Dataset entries

PR #644, opened 2021-03-11
fixed 4anime & added an unpacker for packed js that uses pure python

ArjixGamer:
needs testing


ArjixGamer:
i did test it, but i can never be 100% sure so go wild testing

ArjixGamer:
too bad that more and more providers depend on nodejs...
maybe we should write our own unpacker for ``p.a.c.k.e.d.`` js

ArjixGamer:
found this beauty: https://github.com/beautify-web/js-beautify/blob/main/python/jsbeautifier/unpackers/packer.py
will do some tests on it

ArjixGamer:
aight, now 4anime doesnt use nodejs at all

ArjixGamer:
the unpacker can be used like this:
```python

if helpers.detect_packed_js(packed_js_string):
    result = helpers.unpack_packed_js(packed_js_string)
```

ArjixGamer:
changed it to import the unpackers instead of just copy pasting their code in anime dl

ArjixGamer:
this pr once again works

setup.py
```diff
@@ -31,6 +31,7 @@
         'requests-cache>=0.4.13',
         'tabulate>=0.8.3',
         'pycryptodome>=3.8.2',
+        'jsbeautifier==1.11.0'
```
AbdullahM0hamed, line 34: Doing this apparently has the potential to break this for some AUR and brew users. Perhaps move this to `extras_require` (add to existing, and one of its own)?

ArjixGamer: how tf does it have such a potential tho?
its not our problem if aur is fucked up, is it?

ArjixGamer: in the first place we dont the aur package is an unofficial one...

AbdullahM0hamed: It's unofficial? Strange that vn-ki would comment about it (see: https://github.com/anime-dl/anime-downloader/pull/443#issuecomment-662447368)

ArjixGamer: ok fine, you win, ill make it an optional dependency

ArjixGamer:
Ok, so I finished testing.
The unpacker returns its own input if jsbeautifier is not installed.
That way, it has the same result as it not being there at all.

PR #651, opened 2021-03-22
Adding video information flag

nate-moo:
please test on different OS's only tested on windows atm

### DIFF
--- a/anime_downloader/commands/dl.py
+++ b/anime_downloader/commands/dl.py
@@ -3,6 +3,7 @@ import os
 
 import click
 import requests_cache
+import requests
 
 from anime_downloader import session, util
 from anime_downloader.__version__ import __version__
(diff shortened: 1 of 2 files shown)


anime_downloader/commands/dl.py
```diff
@@ -121,6 +123,34 @@ def command(ctx, anime_url, episode_range, url, player, skip_download, quality,
     if speed_limit:
         logger.info("Speed is being limited to {}".format(speed_limit))
     for episode in animes:
+        if video_info:
+            import cv2
```
AbdullahM0hamed, line 127: Since the dependency is optional, perhaps try-except this import

anime_downloader/commands/dl.py
```diff
@@ -121,6 +123,34 @@ def command(ctx, anime_url, episode_range, url, player, skip_download, quality,
...
+            cv2video = cv2.VideoCapture(episode.source().stream_url)
+            try:
+                if cv2video.isOpened():
+                    try:
+                        framecount = cv2video.get(cv2.CAP_PROP_FRAME_COUNT ) 
+                        frames_per_sec = cv2video.get(cv2.CAP_PROP_FPS)
+                        duration = framecount / frames_per_sec
+                        logger.info(f"Video duration (sec): {duration}")
+                    except:
```
AbdullahM0hamed, line 136: Perhaps capture the expected exceptions `as e` and use if statements for the logic instead of multiple try-except blocks?

anime_downloader/commands/dl.py
```diff
@@ -79,10 +80,11 @@
     help="Set the speed limit (in KB/s or MB/s) for downloading when using aria2c",
     metavar='<int>K/M'
 )
+@click.option("--video-info", "-i", is_flag=True, help="enables getting video information")
```
AbdullahM0hamed, line 83: Capitalise the first letter to match the casing of other help messages. Additionally, add a sentence explain that this requires opencv-python

AbdullahM0hamed (changes requested):

PR #667, opened 2021-05-03
added uget

ArjixGamer:
Adds the external download manager uget.

Tested on windows with uget on path (portable version).


ArjixGamer:
should we wait for a linux test?

Issue #412, opened 2020-06-18
Animepahe server cannot be found


ayushjaipuriyar:
**Describe the bug**
Can't download from animepahe it just says

*ERROR: 503 Server Error: Service Temporarily Unavailable for url: https://animepahe.com/api?l=8&m=search&q=inuyasha*

**To reproduce**

anime dl inuyasha --provider animpahe -q 480p
and the error received is 

ERROR: 503 Server Error: Service Temporarily Unavailable for url: https://animepahe.com/api?l=8&m=search&q=inuyasha

this log level debug doesn't really work
<details>
<summary>LOG</summary>

```
On searching the url given in the error 

the browser shows 

{"total":1,"data":[{"id":1711,"slug":"inuyasha","title":"InuYasha (TV)","type":"TV","episodes":167,"status":"Finished Airing","season":"Fall","year":2000,"score":7.85,"poster":"https:\/\/i.animepahe.com\/posters\/9dc06bac320b0d778be645bff712f7d1.jpg","session":"d66bd27c-a074-9a98-14bf-0ad269def8fe","relevance":"38"}]}


```

Blatzar:
Yeah animepahe recently got cloudflare, will probably be able to fix with selenium.

Blatzar:
Looked into it, animepahe has cloudflare AND hcaptcha which will be promoted EVERY time you visit the site (wtf is this fort knox?). Cracking this is definitely possible, but it will take some time.

ayushjaipuriyar:
Okay I get the fact that it updates every time I open up the site but for some reason as such on the browser site works fine but it shows error on animedl

ayushjaipuriyar:
Also selenium doesnt fix the issue

Blatzar:
> Also selenium doesnt fix the issue

I'm well aware, it's just a step towards a fix. Before testing I thought it would solve since I've never seen a site use both cloud-flare and hcaptcha.

>AND hcaptcha

Selenium can get past the cloud-flare, @AbdullahM0hamed tool to bypass hcaptcha just needs to get added correctly and the site will probably work.

ayushjaipuriyar:
Ohh well let me try then 
Thanks for anime-downloader though

LordShenron:
Waiting for the fix now ^_^ 
Luckily I had downloaded a lot of anime for now.

ayushjaipuriyar:
I see no god up here .
having 2tb of anime and shows

[...]

PR #673, opened 2021-05-16
Fix animepahe

nate-moo:
fixes later parts of #412
animepahe returns a m3u8 so it isn't too helpful when downloading but ffmpeg can convert it to an mp4 with:

```
ffmpeg -headers "Referer: https://kwik.cx/" -i {link goes here} -c copy anime.mp4
```


nate-moo:
oops
this somehow got merged with another project

PR #678, opened 2021-05-19
fixed genoanime

ArjixGamer:


ArjixGamer:
oh yeah, forgot the import, thx red

PR #679, opened 2021-05-20
Reintroduce support for 9anime sites

### LINKED ISSUE #599: animedl can't download anything from 9anime,
**Describe the bug**

i try to download an anime using this repo, but it failed, 
Screenshot 2021-01-09 at 22 28 02

**To reproduce**

```

```

<details>
<summary>LOG</summary>

```



```

ekrekeler:
Closes #599

For now, same as before, only tested using Streamtape server.

Please suggest changes as needed.

### DIFF
--- a/README.md
+++ b/README.md
@@ -55,7 +55,7 @@ Yeah. Me too! That's why this tool exists.
 **Details about the sites can be found in [FAQ](https://github.com/vn-ki/anime-downloader/wiki/FAQ)**
 
 
-- 4Anime
+- AnimePahe
 - AnimTime
 - AnimeBinge
 - Animedaisuki


ArjixGamer:
wow, I never thought that someone would actually use selescrape

ArjixGamer:
I tested and it does indeed return a streamtape link
its just that streamtape doesnt work as an extractor

ekrekeler:
So the streamtape extractor doesn't work sometimes because the server doesn't like the ancient user agent presented by the get helper function. I overrided the user agent in streamtape.py to a more recent one, and haven't seen the 503 error since.

Do you think it makes sense to define a user agent in streamtape.py, or should this be a global setting? Why is the user agent so old anyways? Using python 3.9.5 on WSL2, this is the user agent shown in debug:
`Mozilla/5.0 (Windows NT 6.3; WOW64) AppleWebKit/537.36 (KHTML, like Gecko) Chrome/41.0.2225.0 Safari/537.36`

ArjixGamer:
woah

ArjixGamer:
wait no, im dumb, you werent talking about that

ekrekeler:
> Yeah, it was because of selescrape

I'm not sure it is, because there is no `sel=True` in extractors/streamtape.py. So it shouldn't be using selescrape for this request.

> wait no, im dumb, you werent talking about that

Yeah I just want to know if I should be defining a different header in streamtape.py. I've seen instances where sometimes it works when there are two user-agents defined in headers. So this is a separate issue. There are certain user-agents in that random list that the streamtape server doesn't like. So I can either:

1. Find the user agents that don't work and either update or remove them from the list
2. Select a user agent that works and use that for every request in streamtape.py

ArjixGamer:
> Why I am asking is I don't know is if that list of user agents has a reason for being so out-of-date compared to current user agents, and if changing that list will break (or fix) other sites.

You can go ahead and update that list if you want to.
As far as I know that list has not been updated for a long time.

ekrekeler:
Okay I've updated all the user agents I could find in the code. Tested using `anime test` and I saw no differences before and after modifying the user agents.

I also tweaked the decodeString method in nineanime.py to remove some extra characters from the URL that shouldn't be there. I have no idea how the encoding for the 9anime API works so I'm just using character matching after the string is decoded instead.

Couple of things to note for next steps:

- There is still a duplicate user-agent header when using sites/helpers/request.py. While this doesn't pose an issue for 9anime specifically, it should probably be addressed at some point in a separate issue.
- It would be wise to use some sort of external library or API to provide an up-to-date list of user agents so that you don't have to update the list manually. I looked briefly at some solutions but wasn't able to find a suitable one. I think the most reasonable is the WhatIsMyBrowser.com API, however this would require users to sign up for an API key before using this software.

ekrekeler:
There is someone else working on an alternate pull request for 9anime, #682 .

It seems that selenium may not be needed to get 9anime working if cloudflare is bypassed. I did not realize this. I will keep this open for the time being, it seems there are still some things that need to be worked out for that pull request. But avoiding the requirement of selenium is preferable.

ArjixWasTaken:
So uhh...
According to @justfoolingaround 9anime is changing its protection on a daily basis.
So if this PR is ready I'll merge.

ArjixWasTaken:
Oh, it doesn't work.
They have a "verified" url parameter now...

PR #681, opened 2021-05-23
Added provider wcostream

ArjixWasTaken:


ArjixWasTaken:
welp, I added it to config as well,
the mcloud server always has just one file
the vidstreampro server always has 2 files, one mp4 and one m3u8

(both servers have the same api, so I guess its just a backup server)

ArjixWasTaken:
Oh yeah, even tho one of the servers is named "VidStream" it's not the vidstream we all know, it just happens to have the same name.

PR #689, opened 2021-06-21
Improved the logic of the extractor selection in animerush

ArjixWasTaken:
and also added a proper error message in the extractor yourupload to say file not found.


ArjixWasTaken:
hmm, wait a min, ill change how yourupload handles the error

ArjixWasTaken:
Ok, it now acts the same way as the other extractors

PR #693, opened 2021-06-24
Add AnimeStar to sites

displicit:
Its API was begging to be used so much, that I found this repository.
Note that per JSON it scrapes resources like gogoanime; `/get-stream-links` takes its URL as a parameter.
Quality on every file may vary and there is no indication how it does.


ArjixWasTaken:
Gets approved by me just because you added metadata.
(my approval means nothing)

- **The task**
All that should be written out is the stretch of lines above between the one holding "Waiting for the fix now ^_^" and the one holding "fixes later parts of #412", inclusive, exactly as given.

- **Output for this task**
Waiting for the fix now ^_^ 
Luckily I had downloaded a lot of anime for now.

ayushjaipuriyar:
I see no god up here .
having 2tb of anime and shows

[...]

PR #673, opened 2021-05-16
Fix animepahe

nate-moo:
fixes later parts of #412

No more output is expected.